The Appalachian Trail, or the AT, is one of the most trekked paths in North America. Along with its famous counterpart the Pacific Crest Trail (PCT) on the other side of the continent, the AT is one of the two most challenging trails you can find. Many people will hike some of it, with more ambitious hikers traveling along the entire route.
The 2,190-mile trail had a previous record set by Karl “Speedgoat” Meltzer, where he traveled the trail in 45 days, 22 hours at practically running speed. In 2017, however, Joe McConaughy broke Meltzer’s record, reaching the end of the trail in 45 days, 12 hours, setting the new fastest-known time. But how did McConaughy do it?
McConaughy was not new to the goal of setting records. He actually ran the PCT back in 2014 and set a speed record for the trail before embarking on the AT. The difference between his two runs was that with the PCT, he had assistance from friends, whether it was the delivery of new gear or replenishing his food stores. It made his load lighter, with his friends bringing him the gear he needed when he needed it instead of hauling 70 pounds of backpack around daily.
He did run into one problem with this plan, however, when a missed meetup caused him to be outside in 40-degree weather without a tent or heavy coat, forcing him to press on instead of getting adequate sleep. His support group, however, made the PCT run possible for him.

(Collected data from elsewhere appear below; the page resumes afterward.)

PR #1876, opened 2018-12-05
color balance: more meaningful UI

aurelienpierre:
- display the UI controls in % for factors and saturation, and in degree ° for hues. This avoids values with 5 decimals and makes the UI clearer. Internal parameters are not changed, only the UI is affected.
- remove the hard-coded 2.2 normalization in lift/gamma/gain ProPhotoRGB. This was intended to roughly match the output between sRGB and ProPhotoRGB mode using the same parameters, but if we add more color spaces in the future, the hardcoded value will create compatibility problems and ugly workarounds. So users will need to adjust the saturation if they switch between sRGB and ProPhotoRGB.


TurboGit:
Sounds good! Thanks.

PR #1877, opened 2018-12-06
filmic: graph improvements

aurelienpierre:
- remove the grey node to keep only 4 interpolations nodes: after going back and forth about this central node, I have come to the conclusion that it's better to give it up (at the expense of some precision on the grey point remapping) rather than having to deal with the cusps it produces.
- make a (big ?) improvement on the graph so now the grey is always remapped at (50, 50) % on the graph, no matter the parameters. This is only a scaling of the coordinates on the display, it does not change the actual parameters (similar in the logic to the log scaling in tone curve module, but using a different scaling equation). Since we give up the central node, the center of the graph can now be used anytime as a reference for the grey point and the S curve is now always symmetrical. It should give a better readability.

Sorry for the noise, with scattered last-minute PR, but ideas come to me as I use the tools and I believe it can help.

### DIFF
--- a/src/iop/filmic.c
+++ b/src/iop/filmic.c
@@ -1338,15 +1338,15 @@ void init(dt_iop_module_t *module)
   dt_iop_filmic_params_t tmp
     = (dt_iop_filmic_params_t){
                                  .grey_point_source   = 18, // source grey
-                                 .black_point_source  = -10.0,  // source black
-                                 .white_point_source  = 3.0,  // source white
+                                 .black_point_source  = -8.64,  // source black
+                                 .white_point_source  = 2.45,  // source white
                                  .security_factor     = 0.0,  // security factor
                                  .grey_point_target   = 18.0, // target grey
                                  .black_point_target  = 0.0,  // target black
                                  .white_point_target  = 100.0,  // target white
                                  .output_power        = 2.2,  // target power (~ gamma)
                                  .latitude_stops      = 2.0,  // intent latitude
-                                 .contrast            = 1.618,  // intent contrast
+                                 .contrast            = 1.5,  // intent contrast
                                  .saturation          = 100.0,   // intent saturation
                                  .balance             = 0.0, // balance shadows/highlights
                                  .interpolator        = CUBIC_SPLINE, //interpolator
--- a/src/iop/filmic.c
+++ b/src/iop/filmic.c
@@ -1149,19 +1149,19 @@ void compute_curve_lut(dt_iop_filmic_params_t *p, float *table, float *table_tem
   else
   {
     // everything OK
-    nodes_data->nodes = 5;
+    nodes_data->nodes = 4;
 
     nodes_data->x[0] = black_log;
     nodes_data->x[1] = toe_log;
-    nodes_data->x[2] = grey_log,
-    nodes_data->x[3] = shoulder_log;
-    nodes_data->x[4] = white_log;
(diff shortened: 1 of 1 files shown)


TurboGit:
I have something very strange with this PR. Take as an example the image you've used at some point. When I used the auto-tuner I get a curve all against the left side of the display. See screen shot:

capture d ecran de 2018-12-06 09-53-37

And in many cases the image with the auto-tuner is full of strange color. See second screenshot:

capture d ecran de 2018-12-06 09-58-03

aurelienpierre:
that's not weird at all, your parameters are bad, so the curve breaks. With white at + 6EV, black should be at -4 EV top. In this setup, the grey should be adjusted at 4 % or so, in order to center the dynamic range around 0. 

Thinking about it, maybe I should put the max of the black range at - 4EV.

TurboGit:
But that's not *my* parameters. That's the parameters of the auto-tuner :)

aurelienpierre:
Yeah, the auto-tuner is not super reliable. You need a good demosaicing and a good denoising (if needed) to have it work properly. I could add some sanitization checks on that too, but I kind of prefer having some obvious clue that it broke instead to have is silently half-corrected stuff.

Notice that the same auto-tuner works better in profilegamma IOP, probably because it works in non-converted RGB. Filmic works in the Lab pipe, so it converts back to RGB, and that seems destructive at some point, regarding the black/noise level.

TurboGit:
Thanks for the notes. I have tested the auto-tuner on more than 20 pictures. It always works great on landscape pictures. I have some problems as described above but globally it works in more cases to me. So, that's a good move forward and a nice stabilization effort for 2.6. Thanks.

TurboGit:
Yes, in that case you need to manually set the black/middle/white points. The auto-tuner cannot guess all the time the good values. Note that it works fine on HDR images and landscapes for example. On low-key, high-key and noisy pictures it may not be the right tool. Aurélien will correct me if I'm wrong.

junkyardsparkle:
I totally understand about the "reasonable values"... the problem, from the perspective of a naive user not paying attention to the numbers, is that they tend to discover the "reasonable" range by moving sliders *a little bit beyond it*. ;)

Trying to remember/reapply the ratio does seem like it would get messy, though. Is it possible there's a more elegant way to make this case "resilient"? That is, to conditionally *not* have the condition 1 supersede the condition 2 at this point? If going into that range doesn't really produce useful results, then it's purpose is more as a "bumper zone" anyway, right?

Sorry if I'm not making sense; I haven't looked at the code for this at all, still just trying to break it from the perspective of an excited new user... I appreciate that a bullet-proof UI for this kind of thing is really difficult.

aurelienpierre:
>  Is it possible there's a more elegant way to make this case "resilient"? That is, to conditionally _not_ have the condition 1 supersede the condition 2 at this point? If going into that range doesn't really produce useful results, then its purpose is more as a "bumper zone" anyway, right?

I will have to think about that. The problem is users may edit something else than regular camera raw: X-rays, 3D renders/CGI, whatever… I don't want to lock skilled users in an UI that thinks for them and limit them, for the sake of preventing unskilled users from doing bad things. 

So, even if I have not had useful results passed that point, on raw pictures, I'm not confident enough to say it will never give good results on some pictures, and lock the feature for everyone in order to avoid to the majority the trouble to read the doc, and get some sense of what they are doing.

PR #1878, opened 2018-12-06
denoiseprofile: minor fix to increase performance

rabauke:
The result of fmaxf is always positive.


TurboGit:
Indeed posix semantics says that if x is 0 then sqrtf(x) returns 0. But is that true on all platforms?

For example on Windows it does not seems to be the case, at least with a quick search I was not able to find this explicitly documented.

rabauke:
Note that the variable d is always non-negative, see line of code before. No need to double check. The zero argument case is also well defined, even on Windows, see https://docs.microsoft.com/en-us/cpp/c-runtime-library/reference/sqrt-sqrtf-sqrtl?view=vs-2017 A sqrt function that is undefined for zero should be considered seriously broken.

TurboGit:
Sorry... sometime I need to sleep more :(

When it came to the AT McConaughy had no support crew to help replenish his supplies as needed. Part of the reason that it was thought possible even without the support was that he was using an ultralight pack, with an amazing base weight of 6.8 pounds. Because of his good planning, his full pack only weighed 28 pounds, a fraction of what the average hiking pack weighs. Without a team, however, he was still thoroughly on his own in the wild and had to ensure he had everything he would need before he even began.

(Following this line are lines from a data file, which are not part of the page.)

PR #1879, opened 2018-12-07
filmic: auto-tuner fix

aurelienpierre:
- fix the luminance detection in auto-tuners by using the measure in XYZ space (should be way more reliable)
- ensure black level <= - white level any time: that should avoid many problems with bad curves, when the shadows range is smaller than the highlights range. Good curves are produced only when the dynamic range is centered or slided toward the black, and linear camera RGB always put the white around + 2.45 EV, so the black should always be betwen -5.55 and -12.00 EV when the gray is at 18 %.
- resize the slider ranges to safe values, accordingly to the previout point
- prepare presets for the next minor version (commented for now since we are in string freeze)

### DIFF
--- a/src/iop/filmic.c
+++ b/src/iop/filmic.c
@@ -231,7 +231,108 @@ int legacy_params(dt_iop_module_t *self, const void *const old_params, const int
   return 1;
 }
 
+/* UNCOMMENT AFTER DARKTABLE 2.6 IS RELEASED
 
+void init_presets(dt_iop_module_so_t *self)
+{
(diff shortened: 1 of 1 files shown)


rawfiner:
I tested it today, including on complicated pictures. I just wanted to say that I am finding the module much easier (and faster!) to use!
This is awesome. Thanks!

aurelienpierre:
Nice ! Putting together the maths to get the algo working is one thing, but designing an easy interface to control it is a lot more work. It took a fair amount of iterations, but I'm glad it's finally working.

PR #1880, opened 2018-12-07
Replace special character in noiseprofiles.json

peterbud:
The MSYS2 version of `jsonschema `is currently failing validation if there are these special characters in the json file. I hope Damjan would not mind. The best would be to fix `jsonschema `though

### DIFF
--- a/data/noiseprofiles.json
+++ b/data/noiseprofiles.json
@@ -3356,7 +3356,7 @@
           ]
         },
         {
-          "comment": "olympus e-1 contributed by Damjan Vrenčur",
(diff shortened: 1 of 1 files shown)


TurboGit:
Is that a validation only issue or it makes the profiles denoise module unusable?

peterbud:
It's only a stupid validation error, because the latest MSYS2 version of `jsonschema` recently cannot cope with these special characters, and results validation error (hence stopping the build), where the `json` file is perfectly valid. Once you replace these `'ĉ'` with `'c'` validation is successful, and build succeeds.

TurboGit:
Ok, so let's merge this.

PR #1883, opened 2018-12-08
filmic: avoid "staircase function" effect when drawing the curve

moy:
The computation of x when drawing nodes and the curve itself was along
the lines of:

  powf(...) + d

where powf(...) and d were large numbers and the result small for low
middle grey values. As a result, using single precision floats were
resulting in cancellation effect where variatiations of k were not
propagated to x, resulting in points artificially grouped on at the
same abscissa on the graph, i.e. visually a staircase function, or
even all points squashed together at x=0:

stair-multiple-stairs
stair-one-stair
stair-vertical

Fix this by using double precision locally. The effect on performance
is marginal since only a few hundreds of points are computed.

This only affects the way the curve is drawn, the processing of the
image was not affected.

While we're there, fix the coding style.

### DIFF
--- a/src/iop/filmic.c
+++ b/src/iop/filmic.c
@@ -1444,8 +1444,12 @@ static gboolean dt_iop_tonecurve_draw(GtkWidget *widget, cairo_t *crf, gpointer 
 
   for(int k = 0; k < nodes_data->nodes; k++)
   {
-    const float x = powf(2.0f, a * nodes_data->x[k] + b) + d,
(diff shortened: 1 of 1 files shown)


aurelienpierre:
Notice that this should not happen anymore. The straicasing happens only with bad parameters, e.g. with black level > - white level. That case leads to poor curves, and the UI should prevent it to arise by correcting the values straight in the sliders since my last PR on filmic.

Before setting out on the AT, Joe McConaughy had a plan. He was going to cover about 50 miles of the trail daily, aiming to reach the end of the trail in about 43 days. He would have to achieve the goal by hiking at a pace of about 4 miles an hour. That may seem slow in terms of running, but that is incredibly fast for hiking, especially considering the uneven and unpredictable terrain. But McConaughy wanted to do it.
With the 43-day goal, McConaughy would beat the previous record holder, Meltzer, by more than 2 days and the record holder before Meltzer, Heather Anderson, by 10 days. While his plan was set, the reality, naturally, is much different.

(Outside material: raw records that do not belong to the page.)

PR #1884, opened 2018-12-08
duplicate: disable deleting the first clone.

TurboGit:
We can't leave the darktable opened without a selected picture. And it
should fix the bug #12448.

### DIFF
--- a/src/libs/duplicate.c
+++ b/src/libs/duplicate.c
@@ -254,6 +254,7 @@ static void _lib_duplicate_init_callback(gpointer instance, dt_lib_module_t *sel
   dt_develop_t *dev = darktable.develop;
 
   int first_imgid = -1;
+  int count = 0;
 
   // we get a summarize of all versions of the image
   DT_DEBUG_SQLITE3_PREPARE_V2(dt_database_get(darktable.db), "SELECT i.version, i.id, m.value FROM images AS "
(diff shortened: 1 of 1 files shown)


moy:
I can't get dt to segfault anymore with this PR (i tested with the setup that caused the crash previously, i.e. my old library.db file).

Ideally, we should be able to delete any duplicate, even the first one, until there's only one duplicate left. If one has two versions of the same image, one may want to remove the first version and keep only the second. In the short term I think your PR is good (better a lack of feature than a crash ...), though.

I'm wondering whether it would be better to just remove the button instead of disabling it.

AFAICT, there is now no way to delete the image file from disk from the duplicate module, which is a good thing. But the confirmation message should be reworded from "send X selected images to trash" to "remove X selected images from the library" (cf. the difference between "trash" and "remove" buttons in lighttable). After the release because we're in string freeze obviously.

moy:
I like the idea better, but now I'm getting the segfault again :-(. It's not just "deleting a duplicate when there's only one available" but really deleting the first one which triggers it.

TurboGit:
Do you have an updated backtrace?

moy:
Hmm, obviously, Heisenbug effect, I can't reproduce under gdb anymore :-(.

TurboGit:
I have created multiple clone and deleted always the first one. No crash and all this running under gdb!

TurboGit:
Ok, so let's go with this. Hopefully it is fixed or we will get better bt next time. Thanks.

TurboGit:
Merged with a little edit.

moy:
I just attached a new backtrace. I have a gdb open on the crash if needed.

moy:
It crashes in rawprepare, so I'm assuming that dt triggers the pipeline on the just deleted image, but that's just a guess.

TurboGit:
I'll have a look.

TurboGit:
A guess, a possible race condition. Can you test #1885 ?

PR #1885, opened 2018-12-08
duplicate: rework the way duplicated are removed to avoid race condit…

TurboGit:
…ion.

Should fix the crash reported when deleting a duplicate.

McConaughy had wanted to achieve 50 miles of ground covered a day, but some days, he missed that target by as much as 20 miles. That would mean in order to make up for the lost mileage, he would have to move faster and hike for longer periods during the following days.
Part of his strategy, however, was not simply to reach the end of the trail, but to use the previous time as the goal. In this logic, even though there were no competitors with him, it would be more like a race than a hike, being pushed by invisible competitors all day, every day.
“I can only do what my body allows and what the trail allows, and if that’s 110 miles in the last 46 hours, then that’s what it is, and if it isn’t, then I’ll be very, very upset with myself. But that’s all I can control,” McConaughy said.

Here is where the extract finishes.